- DATA SHOWN:
■ ■ ■ ■

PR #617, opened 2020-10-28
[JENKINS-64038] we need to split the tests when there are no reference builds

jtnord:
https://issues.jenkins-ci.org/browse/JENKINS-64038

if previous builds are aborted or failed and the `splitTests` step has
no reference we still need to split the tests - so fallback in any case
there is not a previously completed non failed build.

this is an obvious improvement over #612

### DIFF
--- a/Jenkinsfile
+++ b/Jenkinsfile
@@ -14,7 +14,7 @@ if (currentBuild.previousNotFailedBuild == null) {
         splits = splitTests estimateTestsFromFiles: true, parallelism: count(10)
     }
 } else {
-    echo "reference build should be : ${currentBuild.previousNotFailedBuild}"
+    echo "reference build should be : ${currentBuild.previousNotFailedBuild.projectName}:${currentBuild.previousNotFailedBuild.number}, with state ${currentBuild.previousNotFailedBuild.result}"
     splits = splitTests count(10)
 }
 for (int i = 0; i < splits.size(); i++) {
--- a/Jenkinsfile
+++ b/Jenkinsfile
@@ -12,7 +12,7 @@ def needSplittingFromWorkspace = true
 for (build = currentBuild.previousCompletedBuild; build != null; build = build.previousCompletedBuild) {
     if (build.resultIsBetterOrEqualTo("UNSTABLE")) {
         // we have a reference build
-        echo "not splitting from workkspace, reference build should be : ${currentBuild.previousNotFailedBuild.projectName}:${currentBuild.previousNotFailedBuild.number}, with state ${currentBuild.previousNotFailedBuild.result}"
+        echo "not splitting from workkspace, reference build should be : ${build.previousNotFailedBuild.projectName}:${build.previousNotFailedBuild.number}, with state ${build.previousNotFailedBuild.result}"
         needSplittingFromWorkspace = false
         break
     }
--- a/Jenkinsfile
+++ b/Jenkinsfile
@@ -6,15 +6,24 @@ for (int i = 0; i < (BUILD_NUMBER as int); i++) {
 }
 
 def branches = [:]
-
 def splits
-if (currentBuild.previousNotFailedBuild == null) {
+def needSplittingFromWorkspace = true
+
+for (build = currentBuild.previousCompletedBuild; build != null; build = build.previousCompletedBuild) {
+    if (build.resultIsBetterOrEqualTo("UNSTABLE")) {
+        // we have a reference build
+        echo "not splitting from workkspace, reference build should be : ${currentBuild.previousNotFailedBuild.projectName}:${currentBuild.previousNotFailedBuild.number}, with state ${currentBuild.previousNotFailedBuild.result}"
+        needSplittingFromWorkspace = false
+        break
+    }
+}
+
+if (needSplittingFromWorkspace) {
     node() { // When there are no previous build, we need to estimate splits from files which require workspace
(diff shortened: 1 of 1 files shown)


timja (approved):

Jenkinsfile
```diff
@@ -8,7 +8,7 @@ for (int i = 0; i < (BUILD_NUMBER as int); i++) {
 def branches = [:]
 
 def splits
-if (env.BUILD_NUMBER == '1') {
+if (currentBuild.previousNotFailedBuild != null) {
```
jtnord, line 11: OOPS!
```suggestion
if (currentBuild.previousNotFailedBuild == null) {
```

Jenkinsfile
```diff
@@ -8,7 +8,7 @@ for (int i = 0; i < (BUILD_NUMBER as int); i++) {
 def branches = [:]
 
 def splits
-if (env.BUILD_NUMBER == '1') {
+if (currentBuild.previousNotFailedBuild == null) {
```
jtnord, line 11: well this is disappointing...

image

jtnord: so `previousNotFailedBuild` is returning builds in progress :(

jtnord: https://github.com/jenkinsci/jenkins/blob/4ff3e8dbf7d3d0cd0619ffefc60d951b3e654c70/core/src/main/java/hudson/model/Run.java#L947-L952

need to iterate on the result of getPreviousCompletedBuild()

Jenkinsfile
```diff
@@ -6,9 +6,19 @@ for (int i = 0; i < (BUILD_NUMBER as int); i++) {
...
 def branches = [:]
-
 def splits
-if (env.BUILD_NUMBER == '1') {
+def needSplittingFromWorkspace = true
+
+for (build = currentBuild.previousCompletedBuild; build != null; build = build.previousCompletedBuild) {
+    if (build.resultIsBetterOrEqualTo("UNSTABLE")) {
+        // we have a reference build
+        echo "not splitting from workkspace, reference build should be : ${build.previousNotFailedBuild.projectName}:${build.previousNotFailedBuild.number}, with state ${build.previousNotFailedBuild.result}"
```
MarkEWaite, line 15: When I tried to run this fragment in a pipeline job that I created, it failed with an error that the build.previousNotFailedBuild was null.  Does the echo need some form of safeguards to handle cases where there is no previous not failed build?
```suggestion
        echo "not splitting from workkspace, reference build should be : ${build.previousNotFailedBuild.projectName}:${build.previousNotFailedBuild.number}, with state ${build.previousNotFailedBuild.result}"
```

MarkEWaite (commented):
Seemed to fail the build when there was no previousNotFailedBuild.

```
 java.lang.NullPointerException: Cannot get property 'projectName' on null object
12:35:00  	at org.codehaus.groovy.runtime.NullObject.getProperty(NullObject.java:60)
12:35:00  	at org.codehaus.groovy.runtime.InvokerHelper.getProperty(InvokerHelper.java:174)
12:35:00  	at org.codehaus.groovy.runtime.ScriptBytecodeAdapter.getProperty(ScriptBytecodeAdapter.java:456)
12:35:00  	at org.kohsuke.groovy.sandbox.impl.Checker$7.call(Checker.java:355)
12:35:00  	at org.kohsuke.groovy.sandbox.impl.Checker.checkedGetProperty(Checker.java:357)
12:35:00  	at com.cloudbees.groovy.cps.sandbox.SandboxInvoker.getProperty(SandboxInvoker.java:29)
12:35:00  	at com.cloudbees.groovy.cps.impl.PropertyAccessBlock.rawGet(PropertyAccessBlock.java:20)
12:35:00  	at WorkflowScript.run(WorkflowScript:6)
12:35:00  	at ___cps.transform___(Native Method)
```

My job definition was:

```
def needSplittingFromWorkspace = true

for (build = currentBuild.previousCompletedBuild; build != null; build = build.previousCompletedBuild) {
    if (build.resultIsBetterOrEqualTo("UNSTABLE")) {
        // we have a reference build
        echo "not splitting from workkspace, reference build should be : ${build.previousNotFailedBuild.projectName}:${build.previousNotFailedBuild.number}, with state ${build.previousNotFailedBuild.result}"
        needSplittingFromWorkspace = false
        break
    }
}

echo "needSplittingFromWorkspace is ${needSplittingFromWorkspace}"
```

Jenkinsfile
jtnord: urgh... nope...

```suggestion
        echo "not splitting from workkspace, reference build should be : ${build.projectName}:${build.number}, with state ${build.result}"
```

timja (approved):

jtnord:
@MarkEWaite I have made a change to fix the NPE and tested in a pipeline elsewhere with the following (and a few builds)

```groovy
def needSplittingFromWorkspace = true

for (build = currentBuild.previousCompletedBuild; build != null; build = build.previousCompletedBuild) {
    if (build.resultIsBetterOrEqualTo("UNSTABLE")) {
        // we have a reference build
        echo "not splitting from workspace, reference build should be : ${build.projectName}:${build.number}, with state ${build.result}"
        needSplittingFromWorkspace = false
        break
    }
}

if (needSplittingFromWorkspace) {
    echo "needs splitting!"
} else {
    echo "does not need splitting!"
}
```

■ ■ ■ ■

- TASK OBJECTIVE: Output the whole listing above again, word for word.

- ANSWER TO THIS TASK:
PR #617, opened 2020-10-28
[JENKINS-64038] we need to split the tests when there are no reference builds

jtnord:
https://issues.jenkins-ci.org/browse/JENKINS-64038

if previous builds are aborted or failed and the `splitTests` step has
no reference we still need to split the tests - so fallback in any case
there is not a previously completed non failed build.

this is an obvious improvement over #612

### DIFF
--- a/Jenkinsfile
+++ b/Jenkinsfile
@@ -14,7 +14,7 @@ if (currentBuild.previousNotFailedBuild == null) {
         splits = splitTests estimateTestsFromFiles: true, parallelism: count(10)
     }
 } else {
-    echo "reference build should be : ${currentBuild.previousNotFailedBuild}"
+    echo "reference build should be : ${currentBuild.previousNotFailedBuild.projectName}:${currentBuild.previousNotFailedBuild.number}, with state ${currentBuild.previousNotFailedBuild.result}"
     splits = splitTests count(10)
 }
 for (int i = 0; i < splits.size(); i++) {
--- a/Jenkinsfile
+++ b/Jenkinsfile
@@ -12,7 +12,7 @@ def needSplittingFromWorkspace = true
 for (build = currentBuild.previousCompletedBuild; build != null; build = build.previousCompletedBuild) {
     if (build.resultIsBetterOrEqualTo("UNSTABLE")) {
         // we have a reference build
-        echo "not splitting from workkspace, reference build should be : ${currentBuild.previousNotFailedBuild.projectName}:${currentBuild.previousNotFailedBuild.number}, with state ${currentBuild.previousNotFailedBuild.result}"
+        echo "not splitting from workkspace, reference build should be : ${build.previousNotFailedBuild.projectName}:${build.previousNotFailedBuild.number}, with state ${build.previousNotFailedBuild.result}"
         needSplittingFromWorkspace = false
         break
     }
--- a/Jenkinsfile
+++ b/Jenkinsfile
@@ -6,15 +6,24 @@ for (int i = 0; i < (BUILD_NUMBER as int); i++) {
 }
 
 def branches = [:]
-
 def splits
-if (currentBuild.previousNotFailedBuild == null) {
+def needSplittingFromWorkspace = true
+
+for (build = currentBuild.previousCompletedBuild; build != null; build = build.previousCompletedBuild) {
+    if (build.resultIsBetterOrEqualTo("UNSTABLE")) {
+        // we have a reference build
+        echo "not splitting from workkspace, reference build should be : ${currentBuild.previousNotFailedBuild.projectName}:${currentBuild.previousNotFailedBuild.number}, with state ${currentBuild.previousNotFailedBuild.result}"
+        needSplittingFromWorkspace = false
+        break
+    }
+}
+
+if (needSplittingFromWorkspace) {
     node() { // When there are no previous build, we need to estimate splits from files which require workspace
(diff shortened: 1 of 1 files shown)


timja (approved):

Jenkinsfile
```diff
@@ -8,7 +8,7 @@ for (int i = 0; i < (BUILD_NUMBER as int); i++) {
 def branches = [:]
 
 def splits
-if (env.BUILD_NUMBER == '1') {
+if (currentBuild.previousNotFailedBuild != null) {
```
jtnord, line 11: OOPS!
```suggestion
if (currentBuild.previousNotFailedBuild == null) {
```

Jenkinsfile
```diff
@@ -8,7 +8,7 @@ for (int i = 0; i < (BUILD_NUMBER as int); i++) {
 def branches = [:]
 
 def splits
-if (env.BUILD_NUMBER == '1') {
+if (currentBuild.previousNotFailedBuild == null) {
```
jtnord, line 11: well this is disappointing...

image

jtnord: so `previousNotFailedBuild` is returning builds in progress :(

jtnord: https://github.com/jenkinsci/jenkins/blob/4ff3e8dbf7d3d0cd0619ffefc60d951b3e654c70/core/src/main/java/hudson/model/Run.java#L947-L952

need to iterate on the result of getPreviousCompletedBuild()

Jenkinsfile
```diff
@@ -6,9 +6,19 @@ for (int i = 0; i < (BUILD_NUMBER as int); i++) {
...
 def branches = [:]
-
 def splits
-if (env.BUILD_NUMBER == '1') {
+def needSplittingFromWorkspace = true
+
+for (build = currentBuild.previousCompletedBuild; build != null; build = build.previousCompletedBuild) {
+    if (build.resultIsBetterOrEqualTo("UNSTABLE")) {
+        // we have a reference build
+        echo "not splitting from workkspace, reference build should be : ${build.previousNotFailedBuild.projectName}:${build.previousNotFailedBuild.number}, with state ${build.previousNotFailedBuild.result}"
```
MarkEWaite, line 15: When I tried to run this fragment in a pipeline job that I created, it failed with an error that the build.previousNotFailedBuild was null.  Does the echo need some form of safeguards to handle cases where there is no previous not failed build?
```suggestion
        echo "not splitting from workkspace, reference build should be : ${build.previousNotFailedBuild.projectName}:${build.previousNotFailedBuild.number}, with state ${build.previousNotFailedBuild.result}"
```

MarkEWaite (commented):
Seemed to fail the build when there was no previousNotFailedBuild.

```
 java.lang.NullPointerException: Cannot get property 'projectName' on null object
12:35:00  	at org.codehaus.groovy.runtime.NullObject.getProperty(NullObject.java:60)
12:35:00  	at org.codehaus.groovy.runtime.InvokerHelper.getProperty(InvokerHelper.java:174)
12:35:00  	at org.codehaus.groovy.runtime.ScriptBytecodeAdapter.getProperty(ScriptBytecodeAdapter.java:456)
12:35:00  	at org.kohsuke.groovy.sandbox.impl.Checker$7.call(Checker.java:355)
12:35:00  	at org.kohsuke.groovy.sandbox.impl.Checker.checkedGetProperty(Checker.java:357)
12:35:00  	at com.cloudbees.groovy.cps.sandbox.SandboxInvoker.getProperty(SandboxInvoker.java:29)
12:35:00  	at com.cloudbees.groovy.cps.impl.PropertyAccessBlock.rawGet(PropertyAccessBlock.java:20)
12:35:00  	at WorkflowScript.run(WorkflowScript:6)
12:35:00  	at ___cps.transform___(Native Method)
```

My job definition was:

```
def needSplittingFromWorkspace = true

for (build = currentBuild.previousCompletedBuild; build != null; build = build.previousCompletedBuild) {
    if (build.resultIsBetterOrEqualTo("UNSTABLE")) {
        // we have a reference build
        echo "not splitting from workkspace, reference build should be : ${build.previousNotFailedBuild.projectName}:${build.previousNotFailedBuild.number}, with state ${build.previousNotFailedBuild.result}"
        needSplittingFromWorkspace = false
        break
    }
}

echo "needSplittingFromWorkspace is ${needSplittingFromWorkspace}"
```

Jenkinsfile
jtnord: urgh... nope...

```suggestion
        echo "not splitting from workkspace, reference build should be : ${build.projectName}:${build.number}, with state ${build.result}"
```

timja (approved):

jtnord:
@MarkEWaite I have made a change to fix the NPE and tested in a pipeline elsewhere with the following (and a few builds)

```groovy
def needSplittingFromWorkspace = true

for (build = currentBuild.previousCompletedBuild; build != null; build = build.previousCompletedBuild) {
    if (build.resultIsBetterOrEqualTo("UNSTABLE")) {
        // we have a reference build
        echo "not splitting from workspace, reference build should be : ${build.projectName}:${build.number}, with state ${build.result}"
        needSplittingFromWorkspace = false
        break
    }
}

if (needSplittingFromWorkspace) {
    echo "needs splitting!"
} else {
    echo "does not need splitting!"
}
```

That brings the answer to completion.